+++ Task material +++

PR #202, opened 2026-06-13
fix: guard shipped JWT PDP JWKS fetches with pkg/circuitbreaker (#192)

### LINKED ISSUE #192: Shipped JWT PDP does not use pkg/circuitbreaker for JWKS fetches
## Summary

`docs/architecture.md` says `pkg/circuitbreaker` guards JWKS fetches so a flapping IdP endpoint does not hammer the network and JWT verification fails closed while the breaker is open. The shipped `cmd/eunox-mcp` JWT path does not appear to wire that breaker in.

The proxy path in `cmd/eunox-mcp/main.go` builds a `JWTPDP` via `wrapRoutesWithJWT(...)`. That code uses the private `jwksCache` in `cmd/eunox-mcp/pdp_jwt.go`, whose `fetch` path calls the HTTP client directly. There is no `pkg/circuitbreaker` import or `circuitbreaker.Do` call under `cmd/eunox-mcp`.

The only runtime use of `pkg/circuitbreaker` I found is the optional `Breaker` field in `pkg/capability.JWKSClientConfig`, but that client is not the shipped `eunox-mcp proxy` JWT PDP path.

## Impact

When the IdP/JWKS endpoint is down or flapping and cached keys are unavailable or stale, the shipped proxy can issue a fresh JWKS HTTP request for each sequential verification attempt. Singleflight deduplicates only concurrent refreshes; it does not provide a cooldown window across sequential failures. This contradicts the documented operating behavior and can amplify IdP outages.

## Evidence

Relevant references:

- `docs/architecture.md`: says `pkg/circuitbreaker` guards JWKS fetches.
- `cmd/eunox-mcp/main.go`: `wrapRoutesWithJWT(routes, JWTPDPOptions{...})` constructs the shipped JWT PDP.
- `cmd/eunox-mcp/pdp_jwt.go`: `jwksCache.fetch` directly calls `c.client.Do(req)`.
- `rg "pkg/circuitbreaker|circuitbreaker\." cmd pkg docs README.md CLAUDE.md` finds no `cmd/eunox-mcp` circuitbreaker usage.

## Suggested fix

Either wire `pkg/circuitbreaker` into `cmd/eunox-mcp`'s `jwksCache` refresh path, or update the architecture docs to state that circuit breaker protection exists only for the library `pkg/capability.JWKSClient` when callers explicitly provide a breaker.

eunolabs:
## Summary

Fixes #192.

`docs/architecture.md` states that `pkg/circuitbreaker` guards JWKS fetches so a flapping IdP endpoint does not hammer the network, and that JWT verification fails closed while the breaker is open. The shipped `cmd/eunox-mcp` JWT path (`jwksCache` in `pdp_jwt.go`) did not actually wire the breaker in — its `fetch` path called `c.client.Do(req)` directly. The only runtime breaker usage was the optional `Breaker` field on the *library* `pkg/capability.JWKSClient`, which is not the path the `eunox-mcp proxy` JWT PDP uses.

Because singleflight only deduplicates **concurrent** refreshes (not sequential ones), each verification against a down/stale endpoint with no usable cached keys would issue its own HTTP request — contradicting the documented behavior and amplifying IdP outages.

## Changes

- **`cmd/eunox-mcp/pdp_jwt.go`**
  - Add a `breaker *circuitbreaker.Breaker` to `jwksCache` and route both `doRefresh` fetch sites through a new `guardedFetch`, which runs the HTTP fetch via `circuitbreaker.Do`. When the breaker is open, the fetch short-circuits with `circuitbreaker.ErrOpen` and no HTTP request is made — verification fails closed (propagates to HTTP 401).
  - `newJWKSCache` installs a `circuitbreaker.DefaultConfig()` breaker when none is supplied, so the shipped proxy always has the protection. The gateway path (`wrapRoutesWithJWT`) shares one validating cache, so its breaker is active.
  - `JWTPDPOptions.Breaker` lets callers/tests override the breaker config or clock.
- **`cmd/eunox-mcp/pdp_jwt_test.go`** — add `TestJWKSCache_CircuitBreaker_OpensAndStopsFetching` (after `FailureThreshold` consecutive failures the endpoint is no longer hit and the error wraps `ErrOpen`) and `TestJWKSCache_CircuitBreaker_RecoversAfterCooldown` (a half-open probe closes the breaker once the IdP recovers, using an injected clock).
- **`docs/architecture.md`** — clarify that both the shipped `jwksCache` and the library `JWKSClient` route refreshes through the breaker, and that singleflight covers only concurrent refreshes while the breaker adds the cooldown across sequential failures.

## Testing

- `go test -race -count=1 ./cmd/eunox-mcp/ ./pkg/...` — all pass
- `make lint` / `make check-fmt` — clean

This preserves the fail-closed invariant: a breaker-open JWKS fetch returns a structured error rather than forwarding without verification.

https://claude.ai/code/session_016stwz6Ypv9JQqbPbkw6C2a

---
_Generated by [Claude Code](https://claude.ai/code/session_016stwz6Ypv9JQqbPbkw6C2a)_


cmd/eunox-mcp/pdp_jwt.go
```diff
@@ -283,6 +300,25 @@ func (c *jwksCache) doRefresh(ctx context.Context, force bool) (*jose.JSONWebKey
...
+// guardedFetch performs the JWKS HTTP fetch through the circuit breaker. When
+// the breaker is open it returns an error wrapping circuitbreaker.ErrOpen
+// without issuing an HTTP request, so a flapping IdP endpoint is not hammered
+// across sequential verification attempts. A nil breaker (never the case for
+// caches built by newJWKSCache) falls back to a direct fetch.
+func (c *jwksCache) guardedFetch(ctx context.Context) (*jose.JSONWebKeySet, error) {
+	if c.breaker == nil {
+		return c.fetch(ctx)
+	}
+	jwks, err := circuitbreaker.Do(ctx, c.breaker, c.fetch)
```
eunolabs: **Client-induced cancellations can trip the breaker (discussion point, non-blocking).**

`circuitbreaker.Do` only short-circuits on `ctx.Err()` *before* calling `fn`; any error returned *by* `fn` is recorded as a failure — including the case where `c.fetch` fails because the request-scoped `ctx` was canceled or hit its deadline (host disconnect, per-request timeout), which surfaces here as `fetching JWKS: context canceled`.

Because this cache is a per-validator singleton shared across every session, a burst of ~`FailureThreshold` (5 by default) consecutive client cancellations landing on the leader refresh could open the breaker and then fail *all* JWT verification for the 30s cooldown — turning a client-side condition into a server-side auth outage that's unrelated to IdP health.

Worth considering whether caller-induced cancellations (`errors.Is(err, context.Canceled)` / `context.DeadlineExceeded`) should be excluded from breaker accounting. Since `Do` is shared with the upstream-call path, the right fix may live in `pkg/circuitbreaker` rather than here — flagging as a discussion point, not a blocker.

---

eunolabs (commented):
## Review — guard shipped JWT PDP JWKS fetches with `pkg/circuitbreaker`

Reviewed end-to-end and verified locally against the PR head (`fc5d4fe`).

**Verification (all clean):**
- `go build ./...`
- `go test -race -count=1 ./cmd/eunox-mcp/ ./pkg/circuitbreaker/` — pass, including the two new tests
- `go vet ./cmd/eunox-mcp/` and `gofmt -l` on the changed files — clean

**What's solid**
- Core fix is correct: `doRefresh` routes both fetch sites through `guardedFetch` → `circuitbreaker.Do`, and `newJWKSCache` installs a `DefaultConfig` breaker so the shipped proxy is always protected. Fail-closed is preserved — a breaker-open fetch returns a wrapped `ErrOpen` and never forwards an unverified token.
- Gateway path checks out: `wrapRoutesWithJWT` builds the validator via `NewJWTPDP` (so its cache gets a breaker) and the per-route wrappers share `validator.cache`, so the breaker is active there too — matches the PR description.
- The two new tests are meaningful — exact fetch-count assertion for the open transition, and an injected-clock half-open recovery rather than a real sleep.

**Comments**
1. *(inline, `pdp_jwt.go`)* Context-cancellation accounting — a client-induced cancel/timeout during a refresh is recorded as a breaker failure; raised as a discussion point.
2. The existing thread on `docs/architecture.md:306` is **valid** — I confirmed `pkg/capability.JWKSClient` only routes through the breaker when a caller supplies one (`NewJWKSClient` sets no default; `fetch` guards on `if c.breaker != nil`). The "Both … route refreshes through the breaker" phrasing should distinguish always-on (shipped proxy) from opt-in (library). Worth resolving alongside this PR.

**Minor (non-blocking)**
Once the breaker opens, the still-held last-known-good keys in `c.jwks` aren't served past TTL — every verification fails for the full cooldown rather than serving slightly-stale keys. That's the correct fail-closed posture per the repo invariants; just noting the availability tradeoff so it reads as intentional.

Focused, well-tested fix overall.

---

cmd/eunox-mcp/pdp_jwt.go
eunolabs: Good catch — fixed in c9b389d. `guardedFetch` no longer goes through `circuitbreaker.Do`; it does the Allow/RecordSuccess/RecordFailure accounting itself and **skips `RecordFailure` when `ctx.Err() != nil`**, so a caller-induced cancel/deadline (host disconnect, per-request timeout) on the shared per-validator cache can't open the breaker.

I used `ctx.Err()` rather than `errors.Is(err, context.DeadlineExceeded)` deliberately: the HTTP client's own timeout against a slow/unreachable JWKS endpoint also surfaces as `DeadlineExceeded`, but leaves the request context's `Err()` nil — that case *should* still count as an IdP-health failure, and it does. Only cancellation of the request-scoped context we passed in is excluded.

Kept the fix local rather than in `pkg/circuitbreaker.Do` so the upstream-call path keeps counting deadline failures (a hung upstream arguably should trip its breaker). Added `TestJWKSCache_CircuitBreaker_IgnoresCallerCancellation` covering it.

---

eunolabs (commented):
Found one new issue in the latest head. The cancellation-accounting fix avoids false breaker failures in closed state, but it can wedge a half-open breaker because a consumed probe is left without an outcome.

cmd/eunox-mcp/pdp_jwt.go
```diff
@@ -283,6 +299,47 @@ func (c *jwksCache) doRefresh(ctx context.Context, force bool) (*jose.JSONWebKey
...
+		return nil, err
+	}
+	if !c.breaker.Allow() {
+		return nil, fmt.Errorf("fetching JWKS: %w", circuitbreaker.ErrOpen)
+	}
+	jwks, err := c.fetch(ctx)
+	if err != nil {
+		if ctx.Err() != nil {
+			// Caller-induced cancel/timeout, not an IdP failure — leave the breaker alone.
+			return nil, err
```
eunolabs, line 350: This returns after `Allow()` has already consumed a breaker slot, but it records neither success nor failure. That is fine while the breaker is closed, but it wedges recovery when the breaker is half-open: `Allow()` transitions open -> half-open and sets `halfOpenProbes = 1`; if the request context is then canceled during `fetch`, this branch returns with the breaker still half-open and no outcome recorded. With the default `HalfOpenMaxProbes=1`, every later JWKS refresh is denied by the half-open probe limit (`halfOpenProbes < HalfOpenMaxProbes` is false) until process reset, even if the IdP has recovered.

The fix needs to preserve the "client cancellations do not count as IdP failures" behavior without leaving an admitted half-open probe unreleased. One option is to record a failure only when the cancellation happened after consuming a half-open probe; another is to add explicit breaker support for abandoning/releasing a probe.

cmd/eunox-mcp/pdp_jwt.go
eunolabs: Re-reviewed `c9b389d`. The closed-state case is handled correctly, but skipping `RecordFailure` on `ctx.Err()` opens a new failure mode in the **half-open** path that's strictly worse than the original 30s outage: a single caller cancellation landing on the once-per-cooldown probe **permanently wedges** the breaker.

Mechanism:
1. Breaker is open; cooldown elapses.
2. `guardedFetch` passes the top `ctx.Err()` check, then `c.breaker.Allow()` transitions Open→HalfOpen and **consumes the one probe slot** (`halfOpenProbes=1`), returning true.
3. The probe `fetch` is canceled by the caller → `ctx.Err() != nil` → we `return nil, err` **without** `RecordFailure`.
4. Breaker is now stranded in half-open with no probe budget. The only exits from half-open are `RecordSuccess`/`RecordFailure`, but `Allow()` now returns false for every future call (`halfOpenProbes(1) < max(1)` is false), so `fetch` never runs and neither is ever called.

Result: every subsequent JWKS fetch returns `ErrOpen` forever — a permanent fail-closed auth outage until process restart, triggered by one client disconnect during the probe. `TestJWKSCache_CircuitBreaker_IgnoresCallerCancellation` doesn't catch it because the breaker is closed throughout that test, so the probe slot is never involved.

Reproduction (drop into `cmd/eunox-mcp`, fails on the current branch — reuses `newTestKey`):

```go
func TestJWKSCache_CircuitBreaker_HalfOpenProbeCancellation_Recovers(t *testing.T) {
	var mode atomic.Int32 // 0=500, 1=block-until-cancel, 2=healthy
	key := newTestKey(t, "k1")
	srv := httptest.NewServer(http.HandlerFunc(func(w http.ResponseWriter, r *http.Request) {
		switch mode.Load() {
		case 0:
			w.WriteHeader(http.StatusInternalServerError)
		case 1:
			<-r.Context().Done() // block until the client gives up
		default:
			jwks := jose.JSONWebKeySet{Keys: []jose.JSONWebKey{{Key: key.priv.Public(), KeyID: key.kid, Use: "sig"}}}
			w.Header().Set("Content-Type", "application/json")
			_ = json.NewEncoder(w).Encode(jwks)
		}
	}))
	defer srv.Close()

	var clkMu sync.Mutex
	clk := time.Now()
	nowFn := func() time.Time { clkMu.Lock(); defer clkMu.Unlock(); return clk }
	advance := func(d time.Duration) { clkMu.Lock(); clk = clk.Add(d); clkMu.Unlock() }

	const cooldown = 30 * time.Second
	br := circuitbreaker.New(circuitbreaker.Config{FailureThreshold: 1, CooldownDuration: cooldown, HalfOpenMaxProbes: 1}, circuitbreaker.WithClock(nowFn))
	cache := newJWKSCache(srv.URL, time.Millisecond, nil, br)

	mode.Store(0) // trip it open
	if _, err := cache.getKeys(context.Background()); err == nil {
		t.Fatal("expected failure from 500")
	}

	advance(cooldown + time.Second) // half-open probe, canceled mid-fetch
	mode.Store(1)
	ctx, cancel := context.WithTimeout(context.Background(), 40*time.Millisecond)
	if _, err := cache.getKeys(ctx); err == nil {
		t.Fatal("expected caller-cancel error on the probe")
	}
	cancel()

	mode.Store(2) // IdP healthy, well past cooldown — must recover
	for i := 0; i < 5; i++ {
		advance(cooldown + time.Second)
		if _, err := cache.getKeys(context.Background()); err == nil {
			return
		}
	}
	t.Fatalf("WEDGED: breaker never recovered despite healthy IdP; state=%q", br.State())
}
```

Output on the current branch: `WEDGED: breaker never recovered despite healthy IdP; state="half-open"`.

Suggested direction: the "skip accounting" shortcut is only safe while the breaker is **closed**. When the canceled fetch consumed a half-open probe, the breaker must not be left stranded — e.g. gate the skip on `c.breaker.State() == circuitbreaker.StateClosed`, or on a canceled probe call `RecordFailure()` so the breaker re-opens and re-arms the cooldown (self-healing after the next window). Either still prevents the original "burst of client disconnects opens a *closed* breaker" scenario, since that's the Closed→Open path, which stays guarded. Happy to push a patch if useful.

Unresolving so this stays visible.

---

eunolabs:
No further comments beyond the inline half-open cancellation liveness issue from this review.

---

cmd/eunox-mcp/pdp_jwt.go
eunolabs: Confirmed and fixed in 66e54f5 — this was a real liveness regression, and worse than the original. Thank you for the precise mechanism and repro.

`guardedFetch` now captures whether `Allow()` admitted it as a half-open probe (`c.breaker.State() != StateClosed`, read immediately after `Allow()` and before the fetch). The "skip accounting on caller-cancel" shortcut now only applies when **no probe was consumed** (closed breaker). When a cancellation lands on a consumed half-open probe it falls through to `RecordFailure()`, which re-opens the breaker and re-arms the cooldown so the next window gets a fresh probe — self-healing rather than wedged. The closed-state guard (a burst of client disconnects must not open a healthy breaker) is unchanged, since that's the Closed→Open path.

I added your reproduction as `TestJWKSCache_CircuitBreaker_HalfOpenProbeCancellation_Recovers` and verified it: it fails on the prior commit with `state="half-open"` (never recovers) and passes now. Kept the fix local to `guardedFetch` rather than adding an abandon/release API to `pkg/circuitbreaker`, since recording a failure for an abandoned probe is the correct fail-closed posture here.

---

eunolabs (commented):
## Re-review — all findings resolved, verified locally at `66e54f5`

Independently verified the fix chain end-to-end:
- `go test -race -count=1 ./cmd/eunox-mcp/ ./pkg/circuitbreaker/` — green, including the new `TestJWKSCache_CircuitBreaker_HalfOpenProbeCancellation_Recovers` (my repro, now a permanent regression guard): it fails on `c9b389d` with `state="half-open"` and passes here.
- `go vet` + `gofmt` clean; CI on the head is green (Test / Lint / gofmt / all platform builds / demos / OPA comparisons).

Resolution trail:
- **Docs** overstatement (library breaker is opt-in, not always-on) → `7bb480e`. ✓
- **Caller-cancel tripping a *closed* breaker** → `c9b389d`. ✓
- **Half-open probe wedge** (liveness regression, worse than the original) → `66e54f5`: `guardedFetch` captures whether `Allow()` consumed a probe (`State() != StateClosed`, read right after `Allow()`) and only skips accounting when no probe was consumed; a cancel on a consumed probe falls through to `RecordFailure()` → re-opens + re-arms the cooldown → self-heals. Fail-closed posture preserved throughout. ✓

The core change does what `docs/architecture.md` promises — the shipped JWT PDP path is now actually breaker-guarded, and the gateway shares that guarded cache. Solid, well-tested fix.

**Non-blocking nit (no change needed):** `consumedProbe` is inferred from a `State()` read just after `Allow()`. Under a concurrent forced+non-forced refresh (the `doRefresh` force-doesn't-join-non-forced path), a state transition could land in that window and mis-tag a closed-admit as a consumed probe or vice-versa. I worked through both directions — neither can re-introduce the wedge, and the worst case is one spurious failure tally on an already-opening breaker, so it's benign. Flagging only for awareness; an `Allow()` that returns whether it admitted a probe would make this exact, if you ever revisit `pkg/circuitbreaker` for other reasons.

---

+++
+++ Task material +++

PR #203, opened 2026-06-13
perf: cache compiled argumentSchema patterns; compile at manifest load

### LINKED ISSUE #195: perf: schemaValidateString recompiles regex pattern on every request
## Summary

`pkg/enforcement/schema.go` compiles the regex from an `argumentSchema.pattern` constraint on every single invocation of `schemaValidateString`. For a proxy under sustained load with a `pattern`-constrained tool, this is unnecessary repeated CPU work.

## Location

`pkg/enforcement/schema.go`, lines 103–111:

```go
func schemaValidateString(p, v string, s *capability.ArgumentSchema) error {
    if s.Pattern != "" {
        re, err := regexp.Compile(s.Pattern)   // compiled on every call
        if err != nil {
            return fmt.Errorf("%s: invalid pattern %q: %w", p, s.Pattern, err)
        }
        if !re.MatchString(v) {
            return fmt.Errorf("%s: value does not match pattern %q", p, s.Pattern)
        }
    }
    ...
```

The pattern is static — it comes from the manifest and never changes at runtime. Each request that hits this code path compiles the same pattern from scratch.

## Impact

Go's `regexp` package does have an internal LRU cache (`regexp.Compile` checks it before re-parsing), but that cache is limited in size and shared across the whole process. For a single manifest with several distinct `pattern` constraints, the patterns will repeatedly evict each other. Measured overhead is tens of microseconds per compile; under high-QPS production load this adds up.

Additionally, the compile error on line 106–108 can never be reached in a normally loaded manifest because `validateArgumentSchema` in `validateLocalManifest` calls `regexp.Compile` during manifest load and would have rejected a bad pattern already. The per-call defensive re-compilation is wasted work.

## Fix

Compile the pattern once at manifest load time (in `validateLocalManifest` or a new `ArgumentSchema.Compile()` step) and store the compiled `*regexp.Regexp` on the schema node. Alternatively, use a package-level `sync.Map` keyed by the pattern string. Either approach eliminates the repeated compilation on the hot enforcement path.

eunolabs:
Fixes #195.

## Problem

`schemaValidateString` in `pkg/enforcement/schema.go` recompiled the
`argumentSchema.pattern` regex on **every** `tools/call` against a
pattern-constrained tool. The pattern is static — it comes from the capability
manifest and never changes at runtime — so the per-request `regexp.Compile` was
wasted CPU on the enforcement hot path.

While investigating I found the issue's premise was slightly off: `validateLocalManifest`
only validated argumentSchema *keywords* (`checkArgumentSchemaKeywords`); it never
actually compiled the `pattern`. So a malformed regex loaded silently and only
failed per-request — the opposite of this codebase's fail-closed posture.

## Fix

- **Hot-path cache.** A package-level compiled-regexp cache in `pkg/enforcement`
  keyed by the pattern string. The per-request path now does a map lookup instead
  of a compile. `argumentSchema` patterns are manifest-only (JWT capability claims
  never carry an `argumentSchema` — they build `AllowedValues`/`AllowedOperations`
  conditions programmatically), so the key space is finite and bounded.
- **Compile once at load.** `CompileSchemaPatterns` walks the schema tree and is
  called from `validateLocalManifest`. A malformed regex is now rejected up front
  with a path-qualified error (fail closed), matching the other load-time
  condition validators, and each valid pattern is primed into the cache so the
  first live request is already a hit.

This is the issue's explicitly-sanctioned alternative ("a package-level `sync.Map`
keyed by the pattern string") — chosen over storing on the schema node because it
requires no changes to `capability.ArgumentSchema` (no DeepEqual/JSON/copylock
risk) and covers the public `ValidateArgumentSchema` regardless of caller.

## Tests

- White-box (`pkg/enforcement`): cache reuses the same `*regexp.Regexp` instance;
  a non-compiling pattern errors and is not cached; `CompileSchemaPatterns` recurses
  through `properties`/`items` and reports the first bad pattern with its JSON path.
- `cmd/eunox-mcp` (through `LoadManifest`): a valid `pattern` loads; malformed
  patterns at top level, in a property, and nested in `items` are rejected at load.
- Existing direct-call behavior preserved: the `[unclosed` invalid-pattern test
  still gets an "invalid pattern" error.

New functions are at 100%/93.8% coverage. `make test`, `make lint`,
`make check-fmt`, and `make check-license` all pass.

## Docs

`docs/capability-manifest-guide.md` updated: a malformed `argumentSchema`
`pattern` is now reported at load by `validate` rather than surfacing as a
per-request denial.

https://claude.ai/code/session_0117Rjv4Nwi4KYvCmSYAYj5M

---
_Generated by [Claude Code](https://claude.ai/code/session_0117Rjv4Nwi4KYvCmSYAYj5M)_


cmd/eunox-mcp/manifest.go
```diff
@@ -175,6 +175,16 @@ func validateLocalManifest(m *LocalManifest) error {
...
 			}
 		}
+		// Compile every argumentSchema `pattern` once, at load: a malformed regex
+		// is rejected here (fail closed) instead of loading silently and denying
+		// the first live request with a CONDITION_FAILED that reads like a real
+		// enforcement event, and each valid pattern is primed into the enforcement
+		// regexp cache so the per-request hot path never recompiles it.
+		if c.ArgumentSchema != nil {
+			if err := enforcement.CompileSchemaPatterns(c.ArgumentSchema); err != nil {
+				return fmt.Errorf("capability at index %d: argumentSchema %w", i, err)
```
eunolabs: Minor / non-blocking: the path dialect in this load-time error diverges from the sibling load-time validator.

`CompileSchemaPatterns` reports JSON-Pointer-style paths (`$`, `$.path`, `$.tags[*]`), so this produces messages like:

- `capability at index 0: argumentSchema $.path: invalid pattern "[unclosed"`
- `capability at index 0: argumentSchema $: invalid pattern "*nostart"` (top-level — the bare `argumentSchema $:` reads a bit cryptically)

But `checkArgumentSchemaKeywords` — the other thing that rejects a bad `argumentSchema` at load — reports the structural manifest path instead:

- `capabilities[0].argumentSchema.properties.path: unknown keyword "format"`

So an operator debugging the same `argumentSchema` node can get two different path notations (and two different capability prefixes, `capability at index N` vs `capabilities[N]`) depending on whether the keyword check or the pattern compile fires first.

+++

- [What the task asks]:
Check each line in the records above for the word "JSONWebKeySet". Return those that have it.

- [Solution]:
+func (c *jwksCache) guardedFetch(ctx context.Context) (*jose.JSONWebKeySet, error) {
			jwks := jose.JSONWebKeySet{Keys: []jose.JSONWebKey{{Key: key.priv.Public(), KeyID: key.kid, Use: "sig"}}}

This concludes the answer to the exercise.